This just kind of proves GP's point. Random APIs usually tell you what the RNG is, but not the why/how. Most people don't care if it's /dev/(u)random, Mersenne twister, PCG, LFSR, LCG, RDRAND, etc. They care about roughly 4 attributes:

- Is it good for crypto

- Is it fast

- Is it reproducible

- Is it portable

But fundamentally, it's about the use case and interface:

- I need secure random (strong, slow, secure)

- I need Monte Carlo (good enough, fast, reproducible)

- I need chaotic behavior for my game/stress test/back off protocol (usually can be barely random, fast, reproducible)

I think calling the last case InsecureRandom or RandomEnough is reasonable to convey "don't use me for secure purposes".

city41 · on Feb 11, 2021

Interestingly a major aspect of video game speed running is figuring out how the game generates random numbers then exploiting the knowledge. For example speedrunners avoid all random battles in an rpg with this tactic. I'm not arguing games need true random for the record.

mmazing · on Feb 11, 2021

That's all great and makes sense, but ...

What does that have to do with being verbose and letting developers know they are using an insecure method when it would apply to them?

If I'm writing code and using rng for gameplay variety, and then I notice that I have to use a function called "insecureRandom", at the very least I'm going to read up on an interesting aspect of computing and be a little more informed at the end of the day.

Macha · on Feb 12, 2021

Because suitability for use in secure algorithms is just one property of the random number generator. At what point do we then decide it needs to be uniformInsecureBoundedRandom?

Why don't we apply the same logic to string comparisons. Should we replace String.equals with String.shortcuttableEquals()? Since there's plenty of circumstances where that is inappropriate for crypto uses also.

What about other functions with important caveats? Should we have mailGmailMightReject()? fsyncCantFixHardware()? file.existsAtCurrentInstant()?

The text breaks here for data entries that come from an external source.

PR #3371, opened 2023-11-03
Add e2e tests for TDD view

djbarnwal:
Add UI tests for TDD


nishantmonu51:
Reran the CI/CD few times and it seems to be passing consistently, LGTM. 👍

djbarnwal:
Merging so that we have tests running for TDD but as a quick follow up would create a workflow of its own for TDD tests as @AdityaHegde suggested offline.

PR #3383, opened 2023-11-03
Add pinning to table

djbarnwal:


ericpgreen2:
100% agree on your proposal to move the pin icon one row up into the header row.

ericpgreen2:
I'm not sure if it's related to this PR, but one UX problem I'm seeing for the first time is that when I move my browser focus to a different tab, then return focus to the Rill (Developer) tab where I have the TDD view open, I hit a loading state where both the chart and the time series table have spinners.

striking · on Feb 12, 2021

I actually don't hate `file.existsAtCurrentInstant`. `file.exists` is so misused.

Maybe functions suitable for crypto use should be in their own "crypto primitives" package.

TheCoelacanth · on Feb 12, 2021

I would prefer something like file.existedAtSomePointInTheRecentPast

Khaine · on Feb 12, 2021

The other thing is, true randomness doesn't seem random to humans. Which is why spotify and others had to modify shuffle. So true random might not be appropriate for the use case.

What is appropriate to use comes down to context.

Dylan16807 · on Feb 12, 2021

You don't modify shuffle to make it seem more random, you modify shuffle because a non-clumping algorithm is more pleasant.

Khaine · on Feb 12, 2021

It's more pleasant because it is less random. I naive implementation might use true randomness which to a human doesn't appear random.

https://www.businessinsider.com.au/spotify-made-shuffle-feat...

Dylan16807 · on Feb 12, 2021

Right, I'm not disagreeing with that.

But I bet that the main goal is not "Let's make this change so it sounds more random, and then people will like it because they think it's randomer." Rather, it's "Let's make this change so it sounds better, and also as a side effect people might think it's more random."

1MoreThing · on Feb 11, 2021

The creation of a trueRandom function certainly seems to solve this problem more than taking away a useful tool for cases where pseudo-random is good enough.

extropy · on Feb 11, 2021

The problem is that true random is quite expensive without dedicated hardware and you can still easily bias true random if you are not careful.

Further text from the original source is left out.